● **PROBLEM STATEMENT**: Print all of the records below again without a single difference.

● **MATERIAL FOR THE TASK**:
PR #1408, opened 2023-08-31
Fix several bugs and regressions

### LINKED ISSUE #1407: Off-by-one line numbers in errors
**Description**
Line numbers for both compiler errors and runtime exceptions are 1 less than the actual line number that the error occurs in. 

**Reproduction**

● **ANSWER TO THE EXERCISE**:
PR #1408, opened 2023-08-31
Fix several bugs and regressions

### LINKED ISSUE #1407: Off-by-one line numbers in errors
**Description**
Line numbers for both compiler errors and runtime exceptions are 1 less than the actual line number that the error occurs in. 

**Reproduction**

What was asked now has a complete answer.